DATA FOR THE TASK:
PR #3269, opened 2022-04-27
Adding support for Cloudflare Token API.

### LINKED ISSUE #3080: [RFE]: Use cloudflare API token instead of global key
#### Feature request type
I'd like cloudflare.conf to use a specific API key that only has access to the firewall instead of giving the global API key.

#### Description
There are two ways to access CloudFlare's APIs : The first is the "quick and dirty" way, with a global API key that has access to everything in your account. It is essentially equivalent to your password.
The second way is by using API Tokens, that are made specifically for one application and only has the required permissions. As example, the token for fail2ban would only have the permission to read and write firewall rules.

I have no idea if it is actually feasible to do in fail2ban as you probably need to make multiple requests

Logic-32:
Closes #3080

Copied mostly from cloudflare.conf and adapted for zone-based Token permissions.  I've been running this for awhile now on my server.  It works but, I'm the only one with access to my server so outside of the manual testing I did I can't say how bulletproof it is.

### DIFF
--- a/config/action.d/cloudflare-token.conf
+++ b/config/action.d/cloudflare-token.conf
@@ -1,0 +1,92 @@
+#
+# Author: Logic-32
+#
+# IMPORTANT
+#
+# Please set jail.local's permission to 640 because it contains your CF API token.
+#
+# This action depends on curl.
+#
+# To get your Cloudflare API token: https://developers.cloudflare.com/api/tokens/create/
+#
+# Cloudflare Firewall API: https://developers.cloudflare.com/firewall/api/cf-firewall-rules/endpoints/
+
+[Definition]
+
+# Option:  actionstart
+# Notes.:  command executed on demand at the first ban (or at the start of Fail2Ban if actionstart_on_demand is set to false).
+# Values:  CMD
+#
+actionstart =
+
+# Option:  actionstop
+# Notes.:  command executed at the stop of jail (or at the end of Fail2Ban)
+# Values:  CMD
+#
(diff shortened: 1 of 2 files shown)


config/action.d/cloudflare-token.conf
```diff
@@ -0,0 +1,92 @@
...
+cftarget = ip6
+
+# The firewall mode Cloudflare should use.  Default is "block" (deny access).
+# Consider also "js_challenge" or other "allowed_modes" if you want.
+#
+cfmode = block
+
+# The message to include in the firewall IP banning rule.
+#
+notes = Fail2Ban
```
sebres, line 92: Wouldn't it be better to use jail name in notes? Similar to: https://github.com/fail2ban/fail2ban/blob/f81f85569d88da74d76f286b431dc54d0ae00748/config/action.d/cloudflare.conf#L47
Just for the case the same IP gets banned in two jails at the same time, so the ticket is grouped by `notes` (would be used as an additional identifier during unban).

Logic-32: Done.

sebres: Why did you delete the section `[Init?family=inet6]`? Doesn't cloudflare expect target `ip6` anymore for IPv6?

sebres: Oh right, sorry for noise.

Logic-32:
@sebres, is there anything else you need from me to get this merged?

PR #3299, opened 2022-06-06
Adding pi-hole config

Falc0n2k:
To prevent DNS amplification attacks. This scripted helped me, and I feel like it could benefit the community as well.

### DIFF
--- a/config/filter.d/pihole-dns.conf
+++ b/config/filter.d/pihole-dns.conf
@@ -1,0 +1,26 @@
+# Fail2Ban configuration file
+#
+# original script from www.marek.tokyo
+#
+
+[INCLUDES]
+
+# Read common prefixes. If any customizations available -- read them from
+# common.local
+before = common.conf
+
+
+[Definition]
+
+_daemon = dnsmasq
+
+# log example from /var/log/pihole.log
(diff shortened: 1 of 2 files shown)


config/filter.d/pihole-dns.conf
```diff
@@ -0,0 +1,26 @@
...
+_daemon = dnsmasq
+
+# log example from /var/log/pihole.log
+#Feb 26 04:41:28 dnsmasq[1887]: query[A] 21cl93vlx5n9p.aikoaiko.net from 67.21.36.3
+#(?:DAY )?MON Day 24hour:Minute:Second(?:\.Microseconds)?(?: Year)?
+
+
+
+failregex =  .*query\[A\].*from <HOST>
+                   .*query\[ANY\].*from <HOST>
```
sebres, line 24: Such unprecise regex (containing catch-all's without anchors, especially before the address matching group) are vulnerable and thus PR cannot be accepted as it is.
Furthermore both regex's can be combined to single RE, e. g. either with `\[(?:A|ANY)\]` or still simpler with `\[[^\]]+\]`
I'd suggest something like this instead:
```ini
failregex =  ^%(__prefix_line)squery\[[^\]]+\] \S+ from <ADDR>
```

sebres (changes requested):
I don't think the changes in .gitignore are necessary. 
Also the tests cases (fail2ban/tests/files/logs/pihole-dns) are mandatory.

PR #3315, opened 2022-07-09
Use variables for log paths

nemchik:

The aim with these changes is to avoid using hardcoded paths for `logpath` in jail configurations. Since the master branch now has `paths-*.conf` for various distros, it should be easy for each distro to specify if a specific application's log is expected in a different location than the default value defined in `paths-common.conf`.

An additional benefit (and a goal I am working towards) is the 
```ini
var_log_path = /var/log
logs_path = %(var_log_path)s
```
variables can be easily adjusted for use in docker images/containers.
For example, if a user running fail2ban in docker mounts a volume for the host system `/var/log` directory inside the container as `/host_logs` they could easily change `var_log_path = /var/log` to `var_log_path = /host_logs` using the `paths-overrides.local` file.
A benefit of this approach would allow the user to have other applications inside the docker container that might use `/var/log` and have no need to involve fail2ban, so the user could keep the container application's `/var/log` separate (contained) from their host system's `/var/log`, while having the host system's `/var/log` available to fail2ban.

Another benefit would be that users running fail2ban in docker could aggregate their logs into a specific folder on their host system and mount that folder as a volume to their fail2ban container such as `/aggregated_logs` and set `logs_path = /aggregated_logs`.

It is commonly seen in environments where multiple docker containers are deployed that each container will have a mounted volume (or multiple) that contains persistent user data such as configs and logs, and the data will reside on the host in a location such as `/mnt/user/appdata/<name_of_container>` (this structure is used by unRAID, but a similar structure is often deployed by users of docker containers in other environments when using docker as well) that contains persistent user data such as config and logs. With a structure like this, users can mount subfolders of `/aggregated_logs` (if they choose to use this as their `logs_path`). fail2ban running in a docker container can be easily configured to see all the necessary logs beneath the `logs_path`. For example, `/mnt/user/appdata/nginx/log/` and `/mnt/user/appdata/lighttpd/log/` can be mounted as volumes into a fail2ban docker container as `/aggregated_logs/nginx/` and `/aggregated_logs/lighttpd/` which would allow fail2ban to see the logs in the expected location from `paths-common.conf`.

### DIFF
--- a/config/jail.conf
+++ b/config/jail.conf
@@ -367,7 +367,7 @@ maxretry = 1
 
 filter = openhab
 banaction = %(banaction_allports)s
-logpath = /opt/openhab/logs/request.log
+logpath = %(openhab_request_log)s
 
 
 # To use more aggressive http-auth modes set filter parameter "mode" in jail.local:
@@ -434,19 +434,19 @@ logpath  = %(roundcube_errors_log)s
 [openwebmail]
 
 port     = http,https
-logpath  = /var/log/openwebmail.log
+logpath  = %(logs_path)s/openwebmail.log
 
 
 [horde]
 
 port     = http,https
-logpath  = /var/log/horde/horde.log
+logpath  = %(logs_path)s/horde/horde.log
 
 
 [groupoffice]
 
 port     = http,https
-logpath  = /home/groupoffice/log/info.log
+logpath  = %(groupoffice_log)s
 
 
 [sogo-auth]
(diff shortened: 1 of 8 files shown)


nemchik:
I am not sure how to understand the output of the failing CI check. Any guidance on what I need to change to resolve that issue would be appreciated.

nemchik:
@sebres I've updated to resolve merge conflicts. Can you review?

PR #3329, opened 2022-08-07
Support Python3 built w/o 2to3

tomers:
This is a preliminary work to make the codebase compatible with both Python2 and Python3, without having to run `2to3` to convert the code whenever one wants to run in Python3 environment.
This is not a complete work, and test might break still. I am looking to get the feedback from the tool maintainers first, to see if they are interested at all with such change.

### DIFF
--- a/fail2ban/client/configreader.py
+++ b/fail2ban/client/configreader.py
@@ -26,7 +26,10 @@ __license__ = "GPL"
 
 import glob
 import os
-from ConfigParser import NoOptionError, NoSectionError
+try:
+    from ConfigParser import NoOptionError, NoSectionError
+except ImportError:
+    from configparser import NoOptionError, NoSectionError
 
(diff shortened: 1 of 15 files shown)


sebres:
> I am looking to get the feedback from the tool maintainers first, to see if they are interested at all with such change.

The issue with that approach is that it is hardly possible up to impossible to do it right without `2to3`. For instance the replacement `iteritems()` by `items()` is not correct by 2.x (because it'd duplicate the iterable object implicitly, what is really worse by large lists or collections), etc.

Not to mention that 2.x reached end of life ultimately. So master branch of fail2ban would probably switch completely to 3.x soon. (And we could theoretically use 3to2 facilities to backport them to 2.x pythons).
Anyway I don't see a profit by this PR by any stretch of the imagination.

tomers:
Thanks for this answer! Looking forward for the depracation of the Python2 code base :-)

PR #3336, opened 2022-08-24
Updated firewallcmd-ipset.conf and added discord_notifications.conf

poqdavid:

Added `discord_notifications.conf` so to be able to get notifications of bans, unbans, jails started and stopped
`discord_notifications[webhook=/XXXXXXXXXXXXXXXXXXX/XXXXXXXXXXXXXXXXXXXXXXXXXXXXXXXXXXXXXXXXXXXXXXXXXXXXXXXXXXXXXXXXXXXX, botname=Fail2Ban, discord_roleid=<id>]`

As for the `firewallcmd-ipset.conf` I did a few changes/improvements to the config and tested them

- Added proper values for `familyopt` and `firewalld_familyopt` for ipv4
- Added separate `actionstart` and `actionstop` for `allports` option which I think is a better way to ban all ports
- Improved `ipstype_firewalld` section a bit
- Added `FORWARD` and `OUTPUT` to firewalld rules to make it a bit stricter

Also was thinking to remove the `ipstype_firewalld` section cause it's not needed at least for iptables
and you have to use `--permanent` flag which also needs `firewall-cmd --reload` command or the changes won't take effect and also when you use that it gets rid of the rest of the rules since they aren't marked permanent not to mention the whole adding IP process would be really slow since you need to reload for each IP and that would take a while if you reboot or restart the Fail2Ban server also I feel like it can cause trouble if there is a large number of IPs getting blocked.

As far as I know, even with nftables firewalld has to use the reload command not sure how it works with the nftables but I don't think it's a good idea to reload for each IP, not 100% sure if I am right so please correct me if I am wrong.

### DIFF
--- a/config/action.d/discord_notifications.conf
+++ b/config/action.d/discord_notifications.conf
@@ -1,0 +1,24 @@
+[Definition]
+
+actionstart = curl -sX POST "<webhookurl>" \
+            -H "Content-Type: application/json" \
+            -d '{"username":"<botname>","avatar_url":"https:\/\/avatars.githubusercontent.com\/u\/1087378","content":null,"embeds":[{"title":":bell: Jail Notification :bell:","description":"Jail **[<name>]** has started!","color":65280,"thumbnail":{"url":"https:\/\/github.com\/poqdavid\/f2b_discord_notification\/raw\/master\/check.png"}}]}'
+
+actionstop = curl -sX POST "<webhookurl>" \
+            -H "Content-Type: application/json" \
+            -d '{"username":"<botname>","avatar_url":"https:\/\/avatars.githubusercontent.com\/u\/1087378","content":null,"embeds":[{"title":":bell: Jail Notification :bell:","description":"Jail **[<name>]** has been stopped!","color":16711680,"thumbnail":{"url":"https:\/\/github.com\/poqdavid\/f2b_discord_notification\/raw\/master\/x.png"}}]}'
+
+actionban = curl -sX POST "<webhookurl>" \
+            -H "Content-Type: application/json" \
+            -d '{"username":"<botname>","avatar_url":"https:\/\/avatars.githubusercontent.com\/u\/1087378","content":"<@&<discord_roleid>>","embeds":[{"title":":bell: Ban Notification :bell:","color":16711680,"fields":[{"name":"IP:","value":"```<ip>```","inline":true},{"name":"Reason:","value":"**<failures>** failed attempt(s) on **[<name>]** service.","inline":true},{"name":"Information about the IP","value":"[GreyNoise.io > <ip>](<https:\/\/viz.greynoise.io\/ip\/<ip>>)\n[VirusTotal.com > <ip>](<https:\/\/www.virustotal.com\/gui\/ip-address\/<ip>\/detection>)\n[DB-IP.com > <ip>](<https:\/\/db-ip.com\/<ip>>)"}],"footer":{"text":null},"thumbnail":{"url":"https:\/\/github.com\/poqdavid\/f2b_discord_notification\/raw\/master\/ban.png"}}],"allowed_mentions": { "roles": ["<discord_roleid>"] }}' 
+
+actionunban = curl -sX POST "<webhookurl>" \
+            -H "Content-Type: application/json" \
+            -d '{"username":"<botname>","avatar_url":"https:\/\/avatars.githubusercontent.com\/u\/1087378","content":null,"embeds":[{"title":":bell: Unban Notification :bell:","color":65280,"fields":[{"name":"IP:","value":"```<ip>```","inline":true},{"name":"Reason:","value":"UNBANNED","inline":true},{"name":"Information about the IP","value":"[GreyNoise.io > <ip>](<https:\/\/viz.greynoise.io\/ip\/<ip>>)\n[VirusTotal.com > <ip>](<https:\/\/www.virustotal.com\/gui\/ip-address\/<ip>\/detection>)\n[DB-IP.com > <ip>](<https:\/\/db-ip.com\/<ip>>)"}],"thumbnail":{"url":"https:\/\/github.com\/poqdavid\/f2b_discord_notification\/raw\/master\/check.png"}}]}'
+[Init]
+
+webhookurl = https://discord.com/api/webhooks<webhook>
+
+# DEV NOTES:
+#
+# Author: POQDavid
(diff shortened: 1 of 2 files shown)


sebres:
Just to link with #1474, which has also long discussion about usage of `--permanent` flag, 
I don't follow why fail2ban may need it, especially as you write, if it would still be necessary to invoke `firewall-cmd --reload` additionally.
The entries of fail2ban must be only under the control of fail2ban - e. g. after restart it would restore all actively banned tickets... If some IP gets obsolete (its bantime is outdated), fail2ban doesn't restore such ticket, but if entry remain persistent, who will "unban" it and when?
Let alone it is not really "persistent", since actonstop (and flush) seems to remove the set (and table/rule), so the persistence is unneeded at all?
I just do not understand the necessity of that, but must admit, I'm not really familiar with firewalld (or rather systems using that).

> As far as I know, even with nftables firewalld has to use the reload command not sure how it works with the nftables but I don't think it's a good idea to reload for each IP

It sound weird and if so it's definitely bad idea.

I can only repeat (asked many times before): why, for God's sake, you people using this "interface" (overhang) over the native filters in fail2ban instead of native filters?.. Why simply don't use action of native net-filters directly (iptables-ipset or nftables)?

poqdavid:
> Just to link with #1474, which has also long discussion about usage of `--permanent` flag, I don't follow why fail2ban may need it, especially as you write, if it would still be necessary to invoke `firewall-cmd --reload` additionally. The entries of fail2ban must be only under the control of fail2ban - e. g. after restart it would restore all actively banned tickets... If some IP gets obsolete (its bantime is outdated), fail2ban doesn't restore such ticket, but if entry remain persistent, who will "unban" it and when? Let alone it is not really "persistent", since actonstop (and flush) seems to remove the set (and table/rule), so the persistence is unneeded at all? I just do not understand the necessity of that, but must admit, I'm not really familiar with firewalld (or rather systems using that).

I understand what you are saying and yes there is no need to use the `--permanent` flag because there is no need to use firewalld's ipset interface the native ipset works perfectly fine with the direct rules

> I can only repeat (asked many times before): why, for God's sake, you people using this "interface" (overhang) over the native filters in fail2ban instead of native filters?.. Why simply don't use action of native net-filters directly (iptables-ipset or nftables)?

Actually, that's what I wanted to do, I wanted to just get rid of the `ipstype_firewalld` section and just use `ipstype_ipset` which is the native interface just wasn't sure if you preferred to keep it or not, and as far as nftables for the ipset that also has its own thing which later in the future can be added since as far as I know direct rules work fine even with nftables
so I am going to clean it up and get rid of that section if you are ok with it

sebres:
> I understand what you are saying and yes there is no need to use the --permanent flag because there is no need to use firewalld's ipset interface the native ipset works perfectly fine with the direct rules

Does it mean that `--permanent` flag would be needed for firewalld's ipset? 
Why so?

> ... and just use ipstype_ipset which is the native interface 

I spoke about fully usage of native net-filter (that what firewald calls backend), not ipset only.
Can you explain why you prefer action `firewallcmd-ipset` over the actions `iptables-ipset` or `nftables`?

> just wasn't sure if you preferred to keep it or not

Sure we'll keep it as long as firewalld will support native ipset further.

poqdavid:
> Does it mean that `--permanent` flag would be needed for firewalld's ipset? Why so?
 
Cause when you run the command without `--permanent ` it says `Option can be used only with --permanent.` you literally can't use it without.

> I spoke about fully usage of native net-filter (that what firewald calls backend), not ipset only. Can you explain why you prefer action `firewallcmd-ipset` over the actions `iptables-ipset` or `nftables`?

Oh no I don't prefer `firewallcmd-ipset`, I must have said it wrong or in a confusing way I actually wanted to get rid of the `firewallcmd-ipset` and just use the native ipset for iptables which is just called ipset on ubuntu we can also add `nftables` ipset too in the future 
 
> Sure we'll keep it as long as firewalld will support native ipset further.

and when I said `just wasn't sure if you preferred to keep it or not` it was cause I wanted to remove it and felt like I should check with you before doing so

sebres:
> Cause when you run the command without --permanent it says Option can be used only with --permanent. you literally can't use it without.

Hmm... that's weird. Then I must admit I made probably a mistake (in c7a86b4616ef1bd43cf96874710b53b42d065684) combining `firewallcmd-ipset` with `firewallcmd-ipset-native`, where it was initially added with `--permanent` (and I removed it by melting).
The https://github.com/fail2ban/fail2ban/pull/2620#issuecomment-850898948 describes why.
Strange is that, IIRC, I tested it on some box of me, and it worked without any issue.

@mspolitaev can you also confirm it on your side?

> Oh no I don't prefer firewallcmd-ipset

Well, you do... since you're trying to improve it, I guess you use it.
It's not about native ipset only, I told you all the time about fully native actions [iptables-ipset](https://github.com/fail2ban/fail2ban/blob/master/config/action.d/iptables-ipset.conf) and [nftables](https://github.com/fail2ban/fail2ban/blob/master/config/action.d/nftables.conf) which both working natively without to use firewalld at all.
I mean why one needs to use a overhang interface (what firewalld is) over the native net-filters (called backend in firewalld), if one can use net-filters directly?

> we can also add nftables ipset too in the future

Where? in firewalld action?
Because native nftables action doesn't really need any ipset stuff, it already uses address set internally:
https://github.com/fail2ban/fail2ban/blob/a08b9254689c46e0a32537f1f88430d0cb0446f0/config/action.d/nftables.conf#L58

poqdavid:
> Well, you do... since you're trying to improve it, I guess you use it. It's not about native ipset only, I told you all the time about fully native actions [iptables-ipset](https://github.com/fail2ban/fail2ban/blob/master/config/action.d/iptables-ipset.conf) and [nftables](https://github.com/fail2ban/fail2ban/blob/master/config/action.d/nftables.conf) which both working natively without to use firewalld at all. I mean why one needs to use a overhang interface (what firewalld is) over the native net-filters (called backend in firewalld), if one can use net-filters directly? I don't meant to stop to use firewalld at all, I meant the usage in fail2ban only.

I see what you mean now well I personally had better experience with like firewalld and docker
also its kind of like UFW but with a lot more option and its not complex like iptables so like makes firewall a bit easier to deal with without losing much options

> Where? in firewalld action? Because native nftables action doesn't really need any ipset stuff, it already uses address set internally:
> 
> https://github.com/fail2ban/fail2ban/blob/a08b9254689c46e0a32537f1f88430d0cb0446f0/config/action.d/nftables.conf#L58

Ah I see I had no idea nftables works like that

PR #205, opened 2021-03-10
Fix general input not responding to keyboard events

xperiments:
Fix general input not responding to keyboard events.

This is a more general fix than the previous applied.
Now all remaining inputs will be accesible.


ramapcsx2:
And done :)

WHAT TO WORK ON: Using the records above, gather all lines where the string "spoke" is present.

RESPONSE BELOW:
I spoke about fully usage of native net-filter (that what firewald calls backend), not ipset only.
> I spoke about fully usage of native net-filter (that what firewald calls backend), not ipset only. Can you explain why you prefer action `firewallcmd-ipset` over the actions `iptables-ipset` or `nftables`?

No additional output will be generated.